While certain parts of plaintiff’s obligations under the contract were legal, standing alone, those parts are inextricably intertwined with the illegal agreement to disclose the Harris process, and for that reason the entire consideration for the note must be considered illegal and void. In Bourland v. First National Bank Building Co., 152 Ark. 139, 149, 237 S.W. 681, 684, it was said:
“It is well settled that if any part of the entire consideration for a promise or any part of an entire promise be illegal, whether by statute or by the Constitution or from considerations of public policy, the whole contract is void. * * *
“Where there are provisions in a contract for a compensation which is legal, still if they are blended with those which are forbidden, the whole is a unit and indivisible. The above is the language of Mr. Justice Swayne in Trist v. Child, 21 Wall. (U.S.) 441, 22 L.Ed. 623. The learned justice added that that which is bad destroys that which is good, and they perish together.
“Where the lawful and unlawful parts of a contract cannot be separated so as to enforce the one and annul the other, it is an indivisible contract and therefore null and void throughout. Edwards v. Randle, 63 Ark. 318, 38 S.W. 343, 36 L.R.A. 174. And in that case the court quoted with approval the following:
“ ‘If any part of an indivisible promise, or any part of an indivisible consideration for a promise, is illegal, the whole is void.’ ”
It should be remembered that the plaintiff has already received $8,050 from the defendant, and to permit the plaintiff to recover in this case would be to allow him to recover still another $10,000 as the fruits of his theft of his employer’s secrets. The Court is unwilling to countenance such a result.
Nor does the defendant stand before the Court in the robe of the innocent. On the contrary, the Court considers him just as culpable as the plaintiff. It was defendant who conceived the plan of luring Williams away from the employ of Harris for the purpose of start-, ing a competing business. Defendant’s plan at best smacks of the unethical. The Court is convinced that whether or not defendant knew that plaintiff was going to steal the Harris process, he strongly suspected that such would be *356done and expected it to be done; and when dissolution of the partnership was agreed upon, the defendant proposed to obtain the secret from the plaintiff and to carry on the unlawful operation. In the Court’s opinion, the parties are in pari delicto, and the defendant’s counterclaim should be dismissed along with the plaintiff’s complaint.
It is, therefore, by the Court considered, ordered, and adjudged that the complaint be, and the same hereby is, dismissed; that the defendant’s counterclaim be, and the same hereby is, dismissed; and that each party shall bear his own costs.
. For a full description of tlie Harris operation see the opinion of Judge John E. Miller in Harris Manufacturing Co. v. Williams, D.C.Ark., 157 F.Supp. 779. See also his later opinion in the same case reported in D.C., 164 F.Supp. 626.

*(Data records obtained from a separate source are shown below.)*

PR #358, opened 2025-06-06
Add a bash script to run examples

oparry-ukaea:
A convenience script that makes a copy of one of the examples in <repo_root>/runs/<example_subdir>/ and executes hermes-3 in that directory.

### DIFF
--- a/.gitignore
+++ b/.gitignore
@@ -13,3 +13,6 @@ BOUT.settings
 
 # IDE config files
 .vscode
+
+# Directory used by scripts/run_eg.sh
+runs
--- a/scripts/run_eg.sh
+++ b/scripts/run_eg.sh
@@ -1,0 +1,131 @@
+#!/bin/bash
+#
+# A convenience script to run examples.
+# Run without any arguments for usage instructions.
+
+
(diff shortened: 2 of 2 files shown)


oparry-ukaea:
Hi David,

I sort of agree with you... I created this when I first started working with hermes and didn't notice that '-d' existed.
My goal was to run an example with several different builds of the code and compare the output.
As it is, the script does make that a bit easier, but it's a long-winded way of doing it.

I guess a better way would be to allow the output directory to be set with a CL arg?

dschwoerer:
> I guess a better way would be to allow the output directory to be set 
> with a CL arg?

Ben fixed in BOUT++ that you can specify the absolute path to the input 
file (I think `-i` ), then you can just use a new directory as output 
folder with the `-d` option.

So you just need to run
`mkdir output-something && build-debug/hermes-3 -d output-something -i 
$(pwd)/examples/stellerator/transport/BOUT.inp`
or without the fix:
`mkdir myrun && build-debug/hermes-3 -d myrun -i 
../examples/stellerator/transport/BOUT.inp`

PR #359, opened 2025-06-09
Fluid equation of state with density floor

bendudson:
A relatively simple fix that seems to greatly help reduce unphysical behavior near density floors.

Defines the internal energy E as E = Cv * Nlim * T rather than the usual Cv * N * T.  This effectively puts a floor on the heat capacity of the fluid.  Then solve the pressure equation consistent with this equation of state. 

Changes made to pressure equations in `evolve_pressure`, `neutral_mixed` and `neutral_full_velocity`. Unfortunately I ran clang-format on the files so the changes seem numerous. The actual  change is quite small: In the pressure advection replace `(5/3)P` with `Nlim * T + (2/3) * P`.

This is an example from the midplane of a DIII-D simulation using `neutral_full_velocity`. The density floor is 1e-5, and previously produced quite unphysical behavior.

image

image


mikekryjak:
@bendudson am I right in thinking that this PR will have no effect if no floor is crossed?

bendudson:
Hey @mikekryjak ! I think that's right, though the `softFloor` function does change the input above the floor: It's an exponential decay so above 5 or 10 times the floor it will have negligible effect.

src/neutral_mixed.cxx
```diff
@@ -508,20 +520,23 @@ void NeutralMixed::finally(const Options& state) {
...
+    ddt(Pn) += (5. / 3)
+               * Div_a_Grad_perp_nonorthog(Dnn * e_plus_p, logPnlim, ef_adv_perp_xlow,
+                                           ef_adv_perp_ylow);
   } else {
-    ddt(Pn) +=
-        (5. / 3)
-        * Div_a_Grad_perp_flows(DnnPn, logPnlim, ef_adv_perp_xlow, ef_adv_perp_ylow);
+    ddt(Pn) += (5. / 3)
+               * Div_a_Grad_perp_flows(Dnn * e_plus_p, logPnlim, ef_adv_perp_xlow,
+                                       ef_adv_perp_ylow);
```
totork: Hi @bendudson 
Maybe I am misunderstanding something, but isn't the 5/3 already included in basically e_plus_p? That was my understanding why it is not present in the parallel advection anymore.

bendudson: Thanks, @totork ! Yes I think you are right: e_plus_p is `(5/3) * P` so the leading factor should be removed

src/evolve_pressure.cxx
```diff
@@ -418,6 +412,11 @@ void EvolvePressure::finally(const Options& state) {
       flow_ylow += get<Field3D>(species["energy_flow_ylow"]);
     }
   }
+
+  // Restore solver pressure.
+  // Keep boundary conditions for post-processing.
+  P_solver.setBoundaryTo(P);
```
mikekryjak: Why is this needed? Doesn't it introduce an inconsistency since `P_solver` uses a floored `Nn`, while `P` does not?

src/evolve_pressure.cxx
```diff
@@ -91,10 +91,6 @@ EvolvePressure::EvolvePressure(std::string name, Options& alloptions, Solver* so
   poloidal_flows =
       options["poloidal_flows"].doc("Include poloidal ExB flow").withDefault<bool>(true);
 
-  p_div_v = options["p_div_v"]
```
mikekryjak, line 94: How come we're getting rid of this?

src/evolve_pressure.cxx
```diff
@@ -278,33 +283,22 @@ void EvolvePressure::finally(const Options& state) {
...
-      //       -(4/3)*FV::Div_par(P,V) + (1/3)*(V * Grad_par(P) - P * Div_par(V))
-      //       Caused heating of charged species near sheath like p_div_v
-      ddt(P) -=
-          (5. / 3)
-          * FV::Div_par_mod<hermes::Limiter>(P, V, fastest_wave, flow_ylow_advection);
-
-      E_VgradP = V * Grad_par(P);
-      ddt(P) += (2. / 3) * E_VgradP;
-    }
     flow_ylow_advection *= 5. / 2; // Energy flow
```
mikekryjak, line 321: Since we're moving the 5/3 into the operator, it will now also be present in the flow diagnostic coming out of the operator. 

Because of this, I think the factor should be changed to 3/2 instead of 5/2.

src/neutral_mixed.cxx
mikekryjak, line 623: Should be 3/2 instead of 5/2 now that the 5/3 has gone inside the operator, see https://github.com/boutproject/hermes-3/pull/359/changes#r3577419819.

src/evolve_pressure.cxx
```diff
@@ -234,11 +230,20 @@ void EvolvePressure::transform_impl(GuardedOptions& state) {
...
+  // The equation of state is modified at low density:
+  //
+  // e = Cv T Nlim / N    <- Specific internal energy
+  // p = N T
+  //
+  // The internal energy evolution of (N * e) is therefore
+  // evolving P_solver = Nlim * T
+  // rather than pressure P = N * T
+  T = floor(P, 0.0) / softFloor(N, density_floor);
+  P_solver = P; // Save solver variable to restore later
```
mikekryjak: Could you add some comments to clearly explain the role of P, P_solver and Pint? I'm struggling to get my head around it. 

It looks like `P_solver` keeps a copy of a completely unfloored `P`, while `P` is redefined to include a `T` recalculated from `Nnlim` and hard floored to 0. Then `Pint` is `P` but with the density product also soft floored. 

So that `Pint` is the fully floored pressure while `P` is only partially floored? Is this correct? I wonder if it would be clearer if the variable names reflected the flooring state.

bendudson:
Integrated test failure is `2D-production` because the output changes slightly (1e-6, 3% max).

Issue #209, opened 2024-11-08
Add repository to HACS


tigers75:
I know the add-in is still in beta, but with the announced retire of the SkodaConnect add-in I think this should be added to HACS for an easier replacement.

tigers75:
My bad, I didn't notice it's already there.

PR #278, opened 2024-11-14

. That agreement recited, among other things, that the parties had been served with a “paper” in the Harris case on July 3, 1957. That “paper” in all probability was the summons in the case.
. The written contract between the parties specifically recited that the purpose of the disclosure was to enable the defendant to carry on the business as it bad been carried on prior to the dissolution.